- WORK TASK -
Look below for the lines from the one with "Square boxes are new." to the one with "the latter proves", and copy exactly those lines, both ends included.

- LISTED RECORDS -
══════

PR #5215, opened 2019-06-21
Diff files to prevent unnecessary reloading

jdmulloy:
Configuration Pull Request
---

### DIFF
--- a/playbooks/edxapp.yml
+++ b/playbooks/edxapp.yml
@@ -42,7 +42,9 @@
      hermes_service_config:
        - url: '{{ HERMES_REMOTE_FILE_LOCATION }}/{{ COMMON_ENVIRONMENT }}/lms.yml'
          filename: '{{ hermes_download_dir }}/lms.yml'
+         # Must use ! to invert the exit code here because diff has no flags that invert it's exit code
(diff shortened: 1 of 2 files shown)


playbooks/edxapp.yml
```diff
@@ -42,7 +42,7 @@
      hermes_service_config:
        - url: '{{ HERMES_REMOTE_FILE_LOCATION }}/{{ COMMON_ENVIRONMENT }}/lms.yml'
          filename: '{{ hermes_download_dir }}/lms.yml'
-         command:  "sudo /bin/cp {{ hermes_download_dir }}/lms.yml {{ COMMON_CFG_DIR }}/lms.yml && sudo /edx/app/edxapp/reload_lms_config.sh"
+         command: "if ! diff -q {{ hermes_download_dir }}/lms.yml {{ COMMON_CFG_DIR }}/lms.yml > /dev/null; then sudo /bin/cp {{ hermes_download_dir }}/lms.yml {{ COMMON_CFG_DIR }}/lms.yml && sudo /edx/app/edxapp/reload_lms_config.sh; fi"
```
bderusha, line 46: As a best practice we should prefer affirmative conditionals and use the `-s` rather than `not -q`

bderusha (dismissed):

playbooks/edxapp.yml
jdmulloy: Unfortunately using -d instead of -s doesn't change the exit status of diff. I looked, there's no way to make diff invert it's exit code.

coryleeio (approved):

coryleeio:
We would prefer to do this on the Jenkins side - but if we can't do it there I'm okay with this for now.

jdmulloy:
We ended up doing this on the Jenkins side. Closing.

PR #5232, opened 2019-06-27
Fix JWK decode error on sandboxes

kdmccormick:
@edx/masters-neem 

### First commit: JWK decode error
Original PR: #5218 . See that for context.

### Second commit: Ansible workaround
See ansible/ansible#42620. This was stopping configuration from building correctly, as MySQL was not starting. The change in this commit works around the issue.


coryleeio (approved):
I dont know why the service module is doing this - but this fix wont break it.

PR #5234, opened 2019-07-01
Add private key to hermes config (OPS-3836)

nadeemshahzad:
Configuration Pull Request
---

### DIFF
--- a/playbooks/roles/hermes/defaults/main.yml
+++ b/playbooks/roles/hermes/defaults/main.yml
@@ -27,6 +27,7 @@ hermes_venv_dir: "{{ hermes_app_dir }}/venvs/{{ hermes_service_name }}"
 hermes_venv_bin: "{{ hermes_venv_dir }}/bin"
 hermes_interval: 60
 hermes_manifest_yaml_file_path: "{{ COMMON_CFG_DIR }}/{{ hermes_service_name }}.yml"
+hermes_private_key_file_path: "{{ hermes_app_dir }}/{{ hermes_service_name }}-private-key"
 hermes_environment:
   PATH: "{{ hermes_venv_dir }}/bin:{{ ansible_env.PATH }}"
 #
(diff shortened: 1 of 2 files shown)


playbooks/roles/hermes/defaults/main.yml
```diff
@@ -27,6 +27,7 @@ hermes_venv_dir: "{{ hermes_app_dir }}/venvs/{{ hermes_service_name }}"
 hermes_venv_bin: "{{ hermes_venv_dir }}/bin"
 hermes_interval: 60
 hermes_manifest_yaml_file_path: "{{ COMMON_CFG_DIR }}/{{ hermes_service_name }}.yml"
+hermes_private_key: "{{ hermes_app_dir }}/{{ hermes_service_name }}-private-key"
```
coryleeio: could you append file_path to this variable like the other one so that it is clear the distinction between the file path and the actual key contents?

playbooks/roles/hermes/tasks/main.yml
```diff
@@ -107,6 +107,18 @@
...
     - install:base
 
+- name: install private key
+  copy:
+    content: "{{ HERMES_PRIVATE_KEY }}"
+    dest: "{{ hermes_private_key }}"
+    force: yes
+    owner: "{{ hermes_user }}"
+    mode: "0600"
+  when: HERMES_USE_PRIVATE_KEY
```
coryleeio: You could key this off of HERMES_PRIVATE_KEY being null, then you dont have to remember to set two variables.
HERMES_PRIVATE_KEY
and 
HERMES_USE_PRIVATE_KEY

coryleeio (changes requested):
see other comments

playbooks/roles/hermes/tasks/main.yml
nadeemshahzad: Thanks @coryleeio , I have addressed your comments and updated PR.

coryleeio (approved):

PR #5236, opened 2019-07-01
Update the COMMON_JWT_PUBLIC_SIGNING_JWK_SET to be empty string 

schenedx:
The value COMMON_JWT_PUBLIC_SIGNING_JWK_SET needs to be changed to empty by fault rather than null

Configuration Pull Request
---

  - [ ] If you are making a complicated change, have you performed the proper testing specified on the [Ops Ansible Testing Checklist]


schenedx:
This is not useful anymore.

schenedx:
Try again with different value

schenedx:
No longer useful

PR #5242, opened 2019-07-02
rolling back the warnings ng plugin for build jenkins

estute:
Rolling back one of the plugins in a recent PR (https://github.com/edx/configuration/pull/5233). I was noticing strange behavior w/ pipeline jobs not generating output and began checking if any of the recent plugin upgrades caused this. I am not sure why this is the culprit, but I rolled it back on test jenkins and the problem has gone away. Will put in a ticket to investigate in the future.


estute:
btw @michaelyoungstrom

PR #5250, opened 2019-07-02
Refactor devstack_sqlite_fix role and use it in jenkins_worker

michaelyoungstrom:
Upgrade sqlite in jenkins workers to avoid segfaults. This role existed to solve this problem in devstack, so I made it slightly more general and added it to the jenkins_worker playbook.


bmedx (approved):
I will not pretend to remember how all of this fits together, but I don't see anything that looks wrong. Thanks for getting this done!

estute (approved):
LGTM, as long as the devstack builds still work after changing the tags

PR #5262, opened 2019-07-10
WIP Clean up rendering code

syedimranhassan:
Configuration Pull Request
---


playbooks/roles/edxapp/tasks/service_variant_config.yml
```diff
@@ -46,18 +34,6 @@
...
-  tags:
-    - install
-    - install:configuration
-    - install:app-configuration
-    - edxapp_cfg # Old deprecated tag, will remove when possible
-    - edxapp_cfg_yaml_only # Used to render the yaml without the json until we remove the json configs
-
 - name: render studio yml config # meant to replace existing json config eventually
   template:
     src: "studio.yml.j2"
```
coryleeio: We should also remove the templates /configuration/playbooks/roles/edxapp/templates/studio.yml.j2
and the render for lms.yml and studio.yml as well.
That template uses cms_combined_config inside of it, the lms one does similar.


However in sandboxes(and in places in the open source community that don't run Hermes to download their lms.yml and studio.yml (for lms/cms) or in edx-django-service role for everything else.  We will need to provide a method of getting a lms.yml/studio.yml or a {my_app}.yml since the application still uses it.  We just want to copy it from internal instead of merging secure and internal.

In the simplest case we can just copy the file from the source machine that is running ansible 
https://docs.ansible.com/ansible/latest/modules/copy_module.html

instead of rendering it from the union of internal and secure like we have done previously.


We should provide a way to optionally download it from a remote url, or S3, as well if it is not too difficult to have the three methods.

Ideally we would support the three methods in the edxapp role and in the edx_django_service role since that will cover all the places you acquire a lms.yml/studio.yml/{my_app}.yml

Let me know if you've any questions regarding this

coryleeio (changes requested):

PR #790, opened 2022-10-30
Specialized Cauchy-Schwarz for expectations

hoheinzollern:
##### Motivation for this change

Define covariance and present cauchy_schwarz

mul_RV and related lemmas are required but part of a separate pull request.

##### Things done/to do

- [ ] complete cauchy_schwarz definitions and lemmas

##### Automatic note to reviewers

Read [this Checklist](https://github.com/math-comp/math-comp/wiki/Checklist-for-following,-reviewing-and-playing-with-a-PR#checklist-for-reviewing-a-pr) and put a milestone if possible.

PR #836, opened 2023-02-06
add a type for finite measures

affeldt-aist:

This PR improves the hierarchy of measures as follows:

charge_tred

Rounded boxes were already there.
Finite measures were already there but through the predicate `finite_measure` only.
Square boxes are new.
Dashed boxes and `FinNumFun` come with this PR.
`AdditiveCharge` and `Charge` come with PR #777 (rebased on this PR)

This PR is necessary to rebase the branch `kernels` PR #749 because
the latter proves Fubini for s-finite measures which relies
on Fubini for sigma-finite measures which are given
a type using HB which calls for automatic inference
of the type of s-finite measures from the type
of sigma-finite measures.
In the branch `kernels` we also need to equip the return type of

══════

- EXERCISE SOLUTION -
Square boxes are new.
Dashed boxes and `FinNumFun` come with this PR.
`AdditiveCharge` and `Charge` come with PR #777 (rebased on this PR)

This PR is necessary to rebase the branch `kernels` PR #749 because
the latter proves Fubini for s-finite measures which relies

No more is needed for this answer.